Tomorrow is National Coming Out Day, a day we celebrate every year in hopes of encouraging LGBT people and their allies to come out to the world. The social awareness holiday started 26 years ago on the anniversary of the National March on Washington for Lesbian and Gay Rights, so we asked some of our favorites to share their own coming out experiences. Below, Grammy-nominated Mary Lambert shares her Coming Out Story.
I think knowing you’re gay is one of the most difficult things to reconcile, especially if you’ve been raised in the church. I think oftentimes the idea of gayness doesn’t seem applicable to you if you’ve been boy-crazy you’re whole life.

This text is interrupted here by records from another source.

PR #1666, opened 2022-04-06
Add test component

kennykerr:
This adds a WinRT test component (DLL) written in Rust. This ensures we test activation fallback logic.


crates/tests/nightly_component/build.rs
```diff
@@ -0,0 +1,23 @@
...
+
+fn main() {
+    println!("cargo:rerun-if-changed=src/component.idl");
+    let metadata_dir = format!("{}\\System32\\WinMetadata", env!("windir"));
+    std::fs::create_dir_all(".windows/winmd").unwrap();
+    let status = Command::new("midlrt.exe").arg("/winrt").arg("/nomidl").arg("/h").arg("nul").arg("/metadata_dir").arg(&metadata_dir).arg("/reference").arg(format!("{}\\Windows.Foundation.winmd", metadata_dir)).arg("/winmd").arg(".windows/winmd/component.winmd").arg("src/component.idl").status().unwrap();
+
+    if !status.success() {
+        panic!();
+    }
```
rylev, line 14:
```suggestion
    assert!(status.success(), "running midlrt.exe did not succeed"); 
```

crates/tests/nightly_component/build.rs
```diff
@@ -0,0 +1,23 @@
...
+
+    let gen = Gen { namespace: "test_nightly_component", component: true, ..Default::default() };
+    let mut bindings = File::create("src/bindings.rs").unwrap();
+    bindings.write_all(gen_namespace(&gen).as_bytes()).unwrap();
+    bindings.write_all(gen_namespace_impl(&gen).as_bytes()).unwrap();
+    drop(bindings);
+
+    Command::new("rustfmt").arg("src/bindings.rs").status().unwrap();
```
rylev, line 22: I think most of these unwraps are probably fine (though getting in the habit of at least using `.expect` would be good). However, considering we've had issues with rustfmt in the past, it might really be helpful for debugging to use `.expect` here instead of `.unwrap`

crates/tests/nightly_component/src/lib.rs
```diff
@@ -0,0 +1,37 @@
+mod bindings;
+use std::mem::*;
+use std::sync::*;
+use windows::core::*;
+use windows::Win32::Foundation::*;
+
+#[implement(bindings::Class)]
+struct Class(RwLock<i32>);
```
rylev, line 8: Using [`AtomicI32`](https://doc.rust-lang.org/stable/std/sync/atomic/struct.AtomicI32.html) instead of `RwLock<i32>` is preferable.

crates/tests/nightly_component/src/lib.rs
```diff
@@ -0,0 +1,37 @@
...
+    }
+    fn SetProperty(&self, value: i32) -> Result<()> {
+        let mut writer = self.0.write().unwrap();
+        *writer = value;
+        Ok(())
+    }
+}
+
+#[implement(IActivationFactory)]
+struct ClassFactory();
```
rylev, line 23: nit:

```suggestion
struct ClassFactory;
```

crates/tests/nightly_component_client/build.rs
```diff
@@ -0,0 +1,23 @@
+use std::fs::*;
+use std::io::prelude::*;
+use std::process::*;
+use windows_bindgen::*;
+
+fn main() {
+    std::fs::create_dir_all(".windows/winmd").unwrap();
+
+    // I would have expected Cargo to wait until the component crate (which is a dependency) is built
```
rylev, line 9: I believe if you mark the component as a build dependency (and not just a regular dependency) this won't happen.

rylev (approved):
Looks good in general! Just a few small comments 😊

crates/tests/nightly_component_client/build.rs
kennykerr: Ah - that's a relief! 🤣

rylev:
This unfortunately puts a dependency on `midlrt.exe` to build windows-rs now. Two concerns:
* This would be nice if it was documented somewhere
* I only have access from `midlrt.exe` from the VS command prompt, but I normally build from powershell. How can I make sure that `midlrt.exe` is available from powershell?

kennykerr:
Yes, I don't like this either. It was quite a slog getting this to work at all. We should probably document some of the pain points around getting this to work and see what we can improve (both with the `midlrt` dependency issues and the `cargo` target dependency issues).

Regarding `midlrt`, the use of this tool is temporary until I'm finished with my `winmd` generator at which point that will simply be yanked out. If there's a way to make this test not run by default with `cargo test --all`, or some other solution, that would be great.

rylev:
I think we can find a solution. For example, we can feature gate it and then run the tests with that feature in CI.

I was obsessed with boys. In retrospect, it was the obsession of being loved, not the attraction. While those obsessions were happening, I was making out with my friends. I thought everybody did that! I knew that I thought girls were more attractive than guys—I definitely enjoyed kissing girls much more—and was oblivious to the fact I often checked out girls. It wasn’t until I met a girl in high school that was an out lesbian that it ever occurred to me I could be gay, too.
I was 17 and I was crazy attracted to her. From that moment on, everything made sense. I literally just started dating her, and told my friends and family, “Oh hey, I think I’m gay and I’m dating a girl now and she’s a total babe—hope that’s cool.”
I feel like I’m one of the fortunate ones who didn’t face too much discrimination. My family was supportive, my friends didn’t change their opinion of me. Of course there are narrow-minded high school assholes who live to make everyone else’s lives miserable that throw crap at you or try to screw with you, but I always felt bad for them. They’re going to be that way their whole lives and I get to have this wonderful journey and my heart gets to find happiness.
The demons I faced during my coming out were internal. The shame that came from the evangelical church that I was attending devastated me. The crazy thing is I grew up in the church and was active in it during this time, so I totally understood every intention. I knew and still believe that religious groups really have every good intention. They’re scared of what they don’t know and they simply want to save you from hell. It’s a harmful rhetoric that is preached to many congregations, many denominations.
That thinking, however, is extremely misguided and very damaging, especially to a teenager. In my songs “Same Love” and “She Keeps Me Warm,” I sing the line “I’m not crying on Sundays.” When I was 17, I cried every Sunday after service, wanting so badly to be attracted to guys the way I was with girls. I attempted suicide twice. The inner turmoil killed me. It was a slow process, coming to terms with two seemingly contradictory lives: the Lesbian and the Christian.
I started praying a lot more, reading my bible, and stopped listening to someone else interpret the bible for me. I wrote music and poetry and let myself cry and love myself and love others. I realized that my God, the God that I believe wouldn’t ever punish love. True, honest love. — Mary Lambert
Mary Lambert’s new album, Heart on My Sleeve, comes out next Tuesday, October 14.